> [Work to complete] Write out all of the listing exactly. Add nothing to it.

> [Information given]
/---
PR #22998, opened 2025-01-18
Redirect incoming URLs with short languages to the long-language variant

diox:
Pre-requisite for https://github.com/mozilla/addons/issues/15232

### Context

That was previously only done for Accept-Language HTTP header in addons-server, not in URLs, despite being supported on addons-frontend.

### Testing

See unit test, you can try those URLs/redirects locally too.

### DIFF
--- a/src/olympia/amo/tests/test_url_prefix.py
\---
> [Written reply]
PR #22998, opened 2025-01-18
Redirect incoming URLs with short languages to the long-language variant

diox:
Pre-requisite for https://github.com/mozilla/addons/issues/15232

### Context

That was previously only done for Accept-Language HTTP header in addons-server, not in URLs, despite being supported on addons-frontend.

### Testing

See unit test, you can try those URLs/redirects locally too.

### DIFF
--- a/src/olympia/amo/tests/test_url_prefix.py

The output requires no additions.